▽

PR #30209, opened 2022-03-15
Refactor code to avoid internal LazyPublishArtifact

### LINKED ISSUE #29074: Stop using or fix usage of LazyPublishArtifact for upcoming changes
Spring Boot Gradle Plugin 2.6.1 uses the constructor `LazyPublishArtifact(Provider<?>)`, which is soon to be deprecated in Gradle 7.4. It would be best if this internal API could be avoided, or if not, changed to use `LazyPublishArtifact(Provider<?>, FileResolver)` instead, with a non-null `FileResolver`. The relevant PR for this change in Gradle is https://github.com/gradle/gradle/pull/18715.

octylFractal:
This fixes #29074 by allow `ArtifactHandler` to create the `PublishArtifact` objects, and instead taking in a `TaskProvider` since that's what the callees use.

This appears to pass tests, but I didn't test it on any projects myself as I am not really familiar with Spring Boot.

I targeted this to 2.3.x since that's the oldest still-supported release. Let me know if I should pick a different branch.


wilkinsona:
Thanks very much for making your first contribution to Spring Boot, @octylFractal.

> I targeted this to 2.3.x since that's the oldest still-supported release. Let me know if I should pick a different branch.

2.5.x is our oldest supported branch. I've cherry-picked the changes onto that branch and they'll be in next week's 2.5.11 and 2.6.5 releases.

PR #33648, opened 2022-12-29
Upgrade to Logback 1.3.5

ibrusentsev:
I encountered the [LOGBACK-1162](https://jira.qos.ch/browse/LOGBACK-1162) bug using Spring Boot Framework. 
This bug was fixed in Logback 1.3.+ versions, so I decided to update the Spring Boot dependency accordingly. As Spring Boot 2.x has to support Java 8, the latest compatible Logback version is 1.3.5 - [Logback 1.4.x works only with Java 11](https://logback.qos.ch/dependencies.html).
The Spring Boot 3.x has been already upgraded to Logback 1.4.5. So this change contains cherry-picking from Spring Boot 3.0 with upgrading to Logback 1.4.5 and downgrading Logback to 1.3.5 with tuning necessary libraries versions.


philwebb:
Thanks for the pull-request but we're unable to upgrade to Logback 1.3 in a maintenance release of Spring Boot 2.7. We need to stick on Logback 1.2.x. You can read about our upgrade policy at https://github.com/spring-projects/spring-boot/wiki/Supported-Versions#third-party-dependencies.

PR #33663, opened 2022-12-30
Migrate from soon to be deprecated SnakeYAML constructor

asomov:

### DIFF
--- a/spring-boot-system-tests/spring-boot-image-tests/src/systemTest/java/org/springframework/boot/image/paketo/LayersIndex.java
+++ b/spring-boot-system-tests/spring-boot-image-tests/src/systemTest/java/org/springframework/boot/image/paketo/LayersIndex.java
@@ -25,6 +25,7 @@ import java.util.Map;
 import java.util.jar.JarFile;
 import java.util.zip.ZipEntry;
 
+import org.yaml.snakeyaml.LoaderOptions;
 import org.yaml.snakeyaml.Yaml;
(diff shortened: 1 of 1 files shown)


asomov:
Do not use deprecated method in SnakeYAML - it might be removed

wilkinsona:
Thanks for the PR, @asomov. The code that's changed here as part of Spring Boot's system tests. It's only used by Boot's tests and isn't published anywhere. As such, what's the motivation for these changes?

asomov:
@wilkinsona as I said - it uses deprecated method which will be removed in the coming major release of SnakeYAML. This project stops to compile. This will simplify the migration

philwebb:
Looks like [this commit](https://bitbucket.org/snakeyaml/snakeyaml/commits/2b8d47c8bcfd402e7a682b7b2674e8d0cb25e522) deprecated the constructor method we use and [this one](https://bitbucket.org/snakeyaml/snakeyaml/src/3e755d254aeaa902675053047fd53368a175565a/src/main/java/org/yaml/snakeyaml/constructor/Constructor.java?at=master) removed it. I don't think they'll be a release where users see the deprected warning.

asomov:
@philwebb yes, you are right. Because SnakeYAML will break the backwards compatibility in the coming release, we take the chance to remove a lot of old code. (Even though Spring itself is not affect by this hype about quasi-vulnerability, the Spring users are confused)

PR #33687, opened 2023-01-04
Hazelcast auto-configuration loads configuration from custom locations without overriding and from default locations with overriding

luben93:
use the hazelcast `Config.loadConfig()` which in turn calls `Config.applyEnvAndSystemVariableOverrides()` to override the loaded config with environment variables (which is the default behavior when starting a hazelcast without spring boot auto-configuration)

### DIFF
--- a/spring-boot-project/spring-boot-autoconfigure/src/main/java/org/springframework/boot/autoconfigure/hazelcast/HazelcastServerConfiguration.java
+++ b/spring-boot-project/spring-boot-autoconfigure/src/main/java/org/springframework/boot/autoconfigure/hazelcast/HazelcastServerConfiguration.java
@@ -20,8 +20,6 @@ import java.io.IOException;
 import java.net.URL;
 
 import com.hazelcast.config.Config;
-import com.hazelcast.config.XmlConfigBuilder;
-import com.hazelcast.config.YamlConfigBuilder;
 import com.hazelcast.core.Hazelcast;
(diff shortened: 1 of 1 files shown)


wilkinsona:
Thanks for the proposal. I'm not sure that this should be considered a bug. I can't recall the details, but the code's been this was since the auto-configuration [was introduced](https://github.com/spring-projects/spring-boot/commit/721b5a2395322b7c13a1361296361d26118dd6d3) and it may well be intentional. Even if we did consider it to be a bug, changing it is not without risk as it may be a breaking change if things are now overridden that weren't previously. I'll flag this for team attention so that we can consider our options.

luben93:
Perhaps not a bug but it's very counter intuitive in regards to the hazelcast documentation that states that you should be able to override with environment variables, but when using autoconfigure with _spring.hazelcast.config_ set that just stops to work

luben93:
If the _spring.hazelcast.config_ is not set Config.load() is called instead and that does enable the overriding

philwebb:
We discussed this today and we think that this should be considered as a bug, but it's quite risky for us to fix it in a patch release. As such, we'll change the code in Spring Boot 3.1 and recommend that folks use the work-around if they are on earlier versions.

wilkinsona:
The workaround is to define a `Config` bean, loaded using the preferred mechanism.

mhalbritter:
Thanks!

△

**ACTIVITY:** From the entries above, return exactly the line containing "Do not use deprecated", the line containing "PR #33687, opened 2023-01-04", and all lines between, and nothing else.

**REPLY TO THE TASK:**
Do not use deprecated method in SnakeYAML - it might be removed

wilkinsona:
Thanks for the PR, @asomov. The code that's changed here as part of Spring Boot's system tests. It's only used by Boot's tests and isn't published anywhere. As such, what's the motivation for these changes?

asomov:
@wilkinsona as I said - it uses deprecated method which will be removed in the coming major release of SnakeYAML. This project stops to compile. This will simplify the migration

philwebb:
Looks like [this commit](https://bitbucket.org/snakeyaml/snakeyaml/commits/2b8d47c8bcfd402e7a682b7b2674e8d0cb25e522) deprecated the constructor method we use and [this one](https://bitbucket.org/snakeyaml/snakeyaml/src/3e755d254aeaa902675053047fd53368a175565a/src/main/java/org/yaml/snakeyaml/constructor/Constructor.java?at=master) removed it. I don't think they'll be a release where users see the deprected warning.

asomov:
@philwebb yes, you are right. Because SnakeYAML will break the backwards compatibility in the coming release, we take the chance to remove a lot of old code. (Even though Spring itself is not affect by this hype about quasi-vulnerability, the Spring users are confused)

PR #33687, opened 2023-01-04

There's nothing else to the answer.